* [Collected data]
PR #136, opened 2015-07-24
Re-add Functor/Applicative constraints for GHC 7.8 compatibility

charleso:
@brendanhay Just starting to looking to upgrade our version of amazonka and this is the first thing we hit.

We've hit some other snags around the transformers, but that's a problem for another day...

### DIFF
--- a/amazonka/src/Control/Monad/Error/AWS.hs
+++ b/amazonka/src/Control/Monad/Error/AWS.hs
@@ -69,11 +69,12 @@ runAWST :: (MonadCatch m, MonadResource m, AWSEnv r)
 runAWST e = runExceptT . AWST.runAWST e
 {-# DEPRECATED runAWST "Exists for backwards compatibility with pre-@1.0@." #-}
 
-hoistError :: (MonadError e m, AWSError e) => Either Error a -> m a
+hoistError :: (Applicative m, MonadError e m, AWSError e) => Either Error a -> m a
 hoistError = either (throwing _Error) pure
 
 -- | /See:/ 'AWST.metadata'
 metadata :: ( MonadFree Command m
+            , Applicative m
             , MonadError e m
             , AWSError e
             )
@@ -83,6 +84,7 @@ metadata = AWST.metadata >=> hoistError . first HTTPError
 
 -- | /See:/ 'AWST.dynamic'
 dynamic :: ( MonadFree Command m
+           , Applicative m
            , MonadError e m
            , AWSError e
            )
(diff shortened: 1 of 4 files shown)


brendanhay:
Wow! I didn't even know it built on `6.8` :smile:

brendanhay:
If this is a supported use case, I'll some `6.8` buildsto the `travis.yml`.

charleso:
@brendanhay DOH! I mean 7.8. I'm an idiot...

charleso:
Now I'm wondering how the travis builds are passing?

https://travis-ci.org/brendanhay/amazonka/jobs/72418403

brendanhay:
Aha, good catch. Could it be that since `amazonka` proper doesn't have a `test-suite` declaration in the cabal file, it's not actually being built on CI due to `stack setup/stack test`? If so, that's an explosively wet brain fart on my part.

charleso:
Hmm. I couldn't say. You can see 'build' in the build output above, which suggests to me it is doing _something_

brendanhay:
I'll spend some time today verifying it fails _without_ your PR, before merging.

charleso:
No worries, and thanks. I'm just trying to build in isolation with stack.

brendanhay:
So it indeed turned out to be the lack of a `test-suite` in the `amazonka.cabal` configuration. By adding a basic `test-suite`, the build has started erroring: https://travis-ci.org/brendanhay/amazonka/jobs/72423722

Thanks for bringing the falsch CI pancea to my attention.

amazonka/src/Control/Monad/Error/AWS.hs
```diff
@@ -69,11 +69,12 @@ runAWST :: (MonadCatch m, MonadResource m, AWSEnv r)
 runAWST e = runExceptT . AWST.runAWST e
 {-# DEPRECATED runAWST "Exists for backwards compatibility with pre-@1.0@." #-}
 
-hoistError :: (MonadError e m, AWSError e) => Either Error a -> m a
+hoistError :: (Applicative m, MonadError e m, AWSError e) => Either Error a -> m a
 hoistError = either (throwing _Error) pure
```
brendanhay: Would changing the use of `pure` to `return` remove the need for the `Applicative` constraint entirely?

charleso: > Would changing the use of pure to return remove the need for the Applicative constraint entirely?

By the looks of it - yes. Sorry, I wasn't paying attention. That's a good idea.

brendanhay:
I've merged and made the `pure` -> `return` switch in `develop`.

charleso:
Thanks @brendanhay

* [What the task requires]
With every word kept as it is, set down the entries again.

* [Worked solution]
PR #136, opened 2015-07-24
Re-add Functor/Applicative constraints for GHC 7.8 compatibility

charleso:
@brendanhay Just starting to looking to upgrade our version of amazonka and this is the first thing we hit.

We've hit some other snags around the transformers, but that's a problem for another day...

### DIFF
--- a/amazonka/src/Control/Monad/Error/AWS.hs
+++ b/amazonka/src/Control/Monad/Error/AWS.hs
@@ -69,11 +69,12 @@ runAWST :: (MonadCatch m, MonadResource m, AWSEnv r)
 runAWST e = runExceptT . AWST.runAWST e
 {-# DEPRECATED runAWST "Exists for backwards compatibility with pre-@1.0@." #-}
 
-hoistError :: (MonadError e m, AWSError e) => Either Error a -> m a
+hoistError :: (Applicative m, MonadError e m, AWSError e) => Either Error a -> m a
 hoistError = either (throwing _Error) pure
 
 -- | /See:/ 'AWST.metadata'
 metadata :: ( MonadFree Command m
+            , Applicative m
             , MonadError e m
             , AWSError e
             )
@@ -83,6 +84,7 @@ metadata = AWST.metadata >=> hoistError . first HTTPError
 
 -- | /See:/ 'AWST.dynamic'
 dynamic :: ( MonadFree Command m
+           , Applicative m
            , MonadError e m
            , AWSError e
            )
(diff shortened: 1 of 4 files shown)


brendanhay:
Wow! I didn't even know it built on `6.8` :smile:

brendanhay:
If this is a supported use case, I'll some `6.8` buildsto the `travis.yml`.

charleso:
@brendanhay DOH! I mean 7.8. I'm an idiot...

charleso:
Now I'm wondering how the travis builds are passing?

https://travis-ci.org/brendanhay/amazonka/jobs/72418403

brendanhay:
Aha, good catch. Could it be that since `amazonka` proper doesn't have a `test-suite` declaration in the cabal file, it's not actually being built on CI due to `stack setup/stack test`? If so, that's an explosively wet brain fart on my part.

charleso:
Hmm. I couldn't say. You can see 'build' in the build output above, which suggests to me it is doing _something_

brendanhay:
I'll spend some time today verifying it fails _without_ your PR, before merging.

charleso:
No worries, and thanks. I'm just trying to build in isolation with stack.

brendanhay:
So it indeed turned out to be the lack of a `test-suite` in the `amazonka.cabal` configuration. By adding a basic `test-suite`, the build has started erroring: https://travis-ci.org/brendanhay/amazonka/jobs/72423722

Thanks for bringing the falsch CI pancea to my attention.

amazonka/src/Control/Monad/Error/AWS.hs
```diff
@@ -69,11 +69,12 @@ runAWST :: (MonadCatch m, MonadResource m, AWSEnv r)
 runAWST e = runExceptT . AWST.runAWST e
 {-# DEPRECATED runAWST "Exists for backwards compatibility with pre-@1.0@." #-}
 
-hoistError :: (MonadError e m, AWSError e) => Either Error a -> m a
+hoistError :: (Applicative m, MonadError e m, AWSError e) => Either Error a -> m a
 hoistError = either (throwing _Error) pure
```
brendanhay: Would changing the use of `pure` to `return` remove the need for the `Applicative` constraint entirely?

charleso: > Would changing the use of pure to return remove the need for the Applicative constraint entirely?

By the looks of it - yes. Sorry, I wasn't paying attention. That's a good idea.

brendanhay:
I've merged and made the `pure` -> `return` switch in `develop`.

charleso:
Thanks @brendanhay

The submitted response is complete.